*** Data supplied ***

PR #8687, opened 2024-10-11
Fix macos docker install in CI

sipsma:
Still getting problems starting colima: https://github.com/dagger/dagger/actions/runs/11298598079/job/31428172736#step:3:192

Based on various issues around github, getting this to work is an utter shitshow, so we're not alone.

Found this relevant issue: https://github.com/lima-vm/lima/issues/1742

Which lead to a linked issue that showed a successful setup of installing docker, trying it out here.

### DIFF
--- a/.github/workflows/engine-and-cli-publish.yml
+++ b/.github/workflows/engine-and-cli-publish.yml
@@ -95,7 +95,7 @@ jobs:
       always() &&
       github.repository == 'dagger/dagger' &&
       (needs.publish.result == 'success' || needs.publish.result == 'skipped')
-    runs-on: macos-15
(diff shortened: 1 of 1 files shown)


sipsma:
Apparently github is having issues atm w/ actions, so probably not a good time to work on this. Will pick back up again later

(cc @jedevc, seems like we need some more iteration here)

sipsma:
MacOS doesn't run in PRs but ran successfully in a temp workflow here, so think this should work on main now 🤞: https://github.com/dagger/dagger/actions/runs/11352050252/job/31573962144?pr=8687

gerhard (approved):
👍 🚀

PR #8690, opened 2024-10-11
fix: SSH flake on integration test suite

grouville:
Follow-up of https://github.com/dagger/dagger/issues/8385#issuecomment-2406128224

Attempting the same fix to all the tests: a few were missing + unifying how we cleanup the cancel()


jedevc (dismissed):

grouville:
Finally got to the root of the flake:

*** End of Data supplied ***

• What to do:
Transcribe every line of the records exactly, please.

• Finished task:
PR #8687, opened 2024-10-11
Fix macos docker install in CI

sipsma:
Still getting problems starting colima: https://github.com/dagger/dagger/actions/runs/11298598079/job/31428172736#step:3:192

Based on various issues around github, getting this to work is an utter shitshow, so we're not alone.

Found this relevant issue: https://github.com/lima-vm/lima/issues/1742

Which lead to a linked issue that showed a successful setup of installing docker, trying it out here.

### DIFF
--- a/.github/workflows/engine-and-cli-publish.yml
+++ b/.github/workflows/engine-and-cli-publish.yml
@@ -95,7 +95,7 @@ jobs:
       always() &&
       github.repository == 'dagger/dagger' &&
       (needs.publish.result == 'success' || needs.publish.result == 'skipped')
-    runs-on: macos-15
(diff shortened: 1 of 1 files shown)


sipsma:
Apparently github is having issues atm w/ actions, so probably not a good time to work on this. Will pick back up again later

(cc @jedevc, seems like we need some more iteration here)

sipsma:
MacOS doesn't run in PRs but ran successfully in a temp workflow here, so think this should work on main now 🤞: https://github.com/dagger/dagger/actions/runs/11352050252/job/31573962144?pr=8687

gerhard (approved):
👍 🚀

PR #8690, opened 2024-10-11
fix: SSH flake on integration test suite

grouville:
Follow-up of https://github.com/dagger/dagger/issues/8385#issuecomment-2406128224

Attempting the same fix to all the tests: a few were missing + unifying how we cleanup the cancel()


jedevc (dismissed):

grouville:
Finally got to the root of the flake:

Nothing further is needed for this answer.